Build an Android app screen that updates its UI automatically when shared preferences or database data changes, without polling.
Use the Agera network extension to make HTTP requests reactively and refresh a list view when the response arrives.
React to SQLite database changes and automatically update a RecyclerView list without writing thread management boilerplate.
Requires Android SDK 9 or higher, optional extensions are separate Gradle dependencies added only as needed.

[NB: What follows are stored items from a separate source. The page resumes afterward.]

Issue #1586, opened 2021-04-04
What quantity is actually meant by "light pollution luminance"?


10110111:
Working on integrating light pollution model into Stellarium, I'm struggling to understand the API of `LandscapeMgr`. Namely, there's a function, [`LandscapeMgr::setAtmosphereBortleLightPollution(int)`](https://github.com/Stellarium/stellarium/blob/8a4dc037de3515354a9f8a9ab322c953454cb05c/src/core/modules/LandscapeMgr.cpp#L1147), which calls [`LandscapeMgr::setAtmosphereLightPollutionLuminance(float)`](https://github.com/Stellarium/stellarium/blob/8a4dc037de3515354a9f8a9ab322c953454cb05c/src/core/modules/LandscapeMgr.cpp#L1135) with the argument that apparently converts Bortle index into some kind of luminance:
```cpp
qMax(0.f,0.0004f*powf(bIndex-1, 2.1f))
```
In math form it'd be

4×10<sup>-4</sup>(*n*-1)<sup>2.1</sup>,

where *n* is the Bortle index.

But when I take the "Approx. SQM" values from the [Wikipedia article on Bortle scale](https://en.wikipedia.org/wiki/Bortle_scale) and convert them to cd/m<sup>2</sup> using the formula [at this page](http://unihedron.com/projects/darksky/magconv.php), I get the following results (assuming the formula above yields value in cd/m<sup>2</sup>, which is expected due to [this comment](https://github.com/Stellarium/stellarium/blob/8a4dc037de3515354a9f8a9ab322c953454cb05c/src/core/modules/Atmosphere.hpp#L79)):

![plot](https://user-images.githubusercontent.com/6376882/113517297-bbdeda80-9587-11eb-8fcc-e5b634751906.png)

Here the gray area is the expected range of luminances from the table in Wikipedia, and the blue curve is the output of the above expression from `LandscapeMgr`.

As you can see, the line doesn't really match the area. Even if I try multiplying the `LandscapeMgr`'s expression by a constant (assuming it's just some proportional units that are wrong), it obviously won't fit in the expected area, here's an example of the factor 0.2:

![plot](https://user-images.githubusercontent.com/6376882/113517254-70c4c780-9587-11eb-9ed6-8da418096251.png)

OK, SQM includes some background luminance, so we might want to subtract the minimum value of luminance corresponding to magnitude 22 to get light pollution itself. Here's the result:

[...]

PR #1723, opened 2021-06-06
WIP: Switch from Bortle class to luminance as the quantity of light pollution

10110111:
This PR addresses #1586.

### WIP

This PR is not complete, but I'd like to get some feedback on it before I proceed. What's planned but not yet done is:

* GUI as proposed in https://github.com/Stellarium/stellarium/issues/1586#issuecomment-813623246 (currently it's just a 7-digit `QDoubleSpinbox`)
* User Guide should reflect the change in the interface, particularly for the Landscape config files.

### Description

Bortle scale has several disadvantages:

1. It was designed as a guide for humans, not input for machines. From this follows the next disadvantage.
2. It's discrete: each point on the scale corresponds to a range of NELM values, which makes it imprecise a program's input.
3. It's subjective: based on naked-eye limiting magnitude that depends on observer's visual acuity.
4. It isn't as widely used (and thus validated) as photometric units.

OTOH, luminance is the quantity that defines all the relevant effects of light pollution.

This commit makes luminance in cd/m² the input parameter, leaving for backwards compatibility the option of supplying Bortle class in Landscapes. Some changes to calculations had to be introduced, as listed below.

1. `StelSkyDrawer::getNELMFromBortleScale` was reimplemented in `StelCore::bortleScaleIndexToNELM` using a bit different representative values of NELM - to simplify the comment documenting the choice. The values are almost the same: each old value except one will be reproduced by adding 0.05 to the new ones.
2. Calculation of `B_mpsas` in `Nebula.cpp` was trying to convert from Bortle class to magnitude scale using some formula from Schaefer paper, the same paper as I used in `StelCore::luminanceToNELM`, but without explaining the steps to get the formula. The old expression form `Nebula.cpp` (which is widespread over the Internet) doesn't work near NELM==8 (see the discussion at https://astronomy.stackexchange.com/q/43313), while the one I used does. Anyway, `Nebula`'s logic is tied to luminance, so if the user supplies luminance instead of Bortle class, it'll be as intended.

For some reason, stars/init_bortle_scale setting defaulted to 3 while StelLocation::DEFAULT_BORTLE_SCALE_INDEX is 2. I've retained these preferences.

Technical note: I had to use `QVariant` instead of an `optional` type because Stellarium isn't using C++≥17 (C++17 has `std::optional`), nor anything from Boost (which has `boost::optional`). The other alternative was to make my own `optional`, but that seemed like overkill.

### Type of change

## Checklist:

### DIFF
--- a/src/core/StelCore.cpp
+++ b/src/core/StelCore.cpp
@@ -1156,7 +1156,7 @@ void StelCore::moveObserverToSelected()
 				loc.state = "";
 				loc.longitude=ni->getLongitude();
 				loc.latitude=ni->getLatitude();
-				loc.bortleScaleIndex=1;
+				loc.lightPollutionLuminance = 0;
 
 				moveObserverTo(loc);
 				objmgr->unSelect(); // no use to keep it: Marker will flicker around the screen.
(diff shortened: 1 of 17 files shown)


alex-w (changes requested):
I see in the log:
```
QObject::connect: No such slot StelSkyDrawer::setBortleScaleIndex(int)
QObject::connect:  (receiver name: 'StelSkyDrawer')
```

Please change the default step for luminance input box

10110111:
> I see in the log:

Hmm, where could it come from?.. I don't have any such in the log. I don't even find anything like `connect.*setBortleScaleIndex` int the sources...

> Please change the default step for luminance input box

What could a good step value be?

gzotti:
That's a tricky GUI issue. The Bortle scale may offer itself as human-readable and easier to remember/estimate external representation of luminance values which may not be as intuitive. I cannot say whether more users are used to discussing finding a "class 3 sky" than "XY cd/m²". Others in my vicinity are rather discussing their NELM directly. So, it may be good to use cd/m² inside the program, but keep the Bortle scale as GUI manipulator, and add a table of values to the User Guide. Maybe we can use graduations in tenths of "Bortle Units" for finer adjustments? Or even alternatives, i.e. offering one both interfaces, configurable. Or a slider which moves cd/m² but in addition shows Bortle values.

10110111:
> So, it may be good to use cd/m² inside the program, but keep the Bortle scale as GUI manipulator

Yeah, this is the next step. As I said above all, this is not yet done. The main point of the current RFC is about the infrastructure changes. The final more complex GUI will just use the infrastructure developed here.

alex-w:
> > Please change the default step for luminance input box
> 
> What could a good step value be?

I think it should be reduced to the first significant digit

gzotti:
Not sure (sorry, did not read into this topic for some years now). Should this not be logarithmic?

10110111:
> Not sure (sorry, did not read into this topic for some years now). Should this not be logarithmic?

It should, but spinboxes are limited in their behavior. Once again, the current version is minimal, it's meant to just show that the infrastructure changes don't break _functionality_. The UI part is irrelevant here.

Well, if no one here is willing to review the "invisible" side, I guess I should close this PR and come back when the final GUI is ready. I just didn't want to rework everything if the infrastructure appears to be unsatisfactory.

gzotti:
Sorry, not really unwilling, but too occupied with "real" work these weeks. Really sorry, I still must review your other PR which looks visually suspiciously bad to me. 
You can continue development in this PR and set it from grey draft to green "merge candidate" (I don't see the correct word now...). I doubt I will be able to touch this part of the code in June.

alex-w:
> What could a good step value be?

Is this question actual still?

10110111:
> Is this question actual still?

No, and it wasn't from the beginning. I was trying to remove distractions and make actual review possible. But now I'm not sure this PR makes any sense.

10110111:
Subsequent development of this issue is in [10110111:light-pollution-gui](https://github.com/10110111/stellarium/commits/light-pollution-gui) branch. I'll open a PR when I consider it ready.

Agera is a Java library from Google for building Android apps that react to changing data. The idea is that instead of manually checking for updates or juggling threads, you describe what should happen when something changes, and the library handles the rest. This approach is called reactive programming. The library works with Android apps that use SDK version 9 or higher. You add it to your project via Gradle, a common build tool for Android development. The setup is a single line pointing to the published package. Beyond the core library, Agera also ships several optional extension modules. Each extension covers a specific area: one for reading shared app preferences and listening to system broadcasts, one for SQLite databases, one for making HTTP network requests, one for populating list views, and one for list views that use data binding. Each extension is a separate Gradle dependency, so you only include what you need. The README is sparse on code examples but points to an official wiki and a hands-on tutorial (called a Codelab) hosted by Google. Unofficial wiki translations exist in Chinese and Korean, and at least one community-built extension for network requests via the Retrofit library is referenced.